各熱延鋼板の鋼組織、TS×Elバランス、YR、WH+BHおよび動的n値ついて調べた結果を整理して表2に示す。
【0034】
【表1】
【0035】
【表2】
【0036】
表2に示したとおり、この発明に従い、第2相として、マルテンサイト、針状フェライトおよび残留オーステナイトの混合組織を形成させ、かつ第2相中の針状フェライトとマルテンサイトとの面積率比FA /MA を 2.0〜20の範囲に制御したものはいずれも、TS×El≧ 24000 MPa・%の優れた強度−伸びバランスとYR≦65%の低降伏比、さらには動的n値≧0.35という優れた耐衝撃特性およびWH+BH≧ 100 MPa・%という高い加工・焼付硬化量を得ることができた。
【0037】
【発明の効果】
かくして、この発明に従い、主相を初析フェライトとし、かつ第2相をマルテンサイト、針状フェライトおよび残留オーステナイトの混合組織にすると共に、第2相中の針状フェライトとマルテンサイトとの面積率比FA /MA を 2.0〜20の範囲に制御することにより、優れた成形性と耐衝撃特性とを兼ね備えた熱延鋼板を得ることができる。
【図面の簡単な説明】
【図1】従来のTRIP鋼の代表的な連続冷却変態曲線図(CCT図)である。
【図2】この発明の成分系における代表的連続冷却変態曲線図(CCT図)である。
【図3】 (a) この発明に従い得られる第2相の特徴的な相構成および(b) 従来のTRIP鋼の第2相の相構成を示す模式図である。
【図4】FA /MA 比と降伏強さ(YS)、引張強さ(TS)、伸び(El)、降伏比(YR) および強度−伸びバランス(TS×El)との関係を示すグラフである。
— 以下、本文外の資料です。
PR #358, opened 2024-12-04
tpke: take some care of Signature and PublicKey

### LINKED ISSUE #355: Migrate block signatures onto compressed TPKE public key form
# Rationale

Ref. https://github.com/bane-labs/go-ethereum/pull/347#discussion_r1861449326.

# Implementation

【図5】 Cr量と強度−伸びバランスとの関係を示すグラフである。
【図6】 Cr量と動的n値との関係を示すグラフである。
【図7】加工硬化量(WH)および焼付硬化量(BH)の説明図である。
Claims (2)
- C:0.05〜0.40mass%、 Si:1.0 〜3.0 mass%、
Mn:0.6 〜3.0 mass%、 Cr:0.2 〜2.0 mass%
を含み、かつ
P:0.01〜0.2 mass%、 Al:0.01〜0.3 mass%
のうちから選んだ少なくとも一種を含有し、残部はFe および不可避的不純物の組成になり、鋼組織が、主相として初析フェライトを60〜97%、第2相として、マルテンサイト、針状フェライトおよび残留オーステナイトからなる混合相あるいはさらにこれら以外の第3相を第2相全体の10%以下で含む混合相を3〜40%の相比率で有し、かつ該第2相中の針状フェライトとマルテンサイトが下記式の関係を満足することを特徴とする耐衝撃特性に優れた高強度高加工性熱延鋼板。
記
2.0 ≦FA /MA ≦ 20
ここで、FA : 第2相中における針状フェライトの面積率(%)
MA : 第2相中におけるマルテンサイトの面積率(%) - 請求項1において、鋼組成が、さらに
Ti:0.005 〜0.25mass%、 Nb:0.003 〜0.1 mass%
のうちから選んだ少なくとも一種を含有する組成になることを特徴とする耐衝撃特性に優れた高強度高加工性熱延鋼板。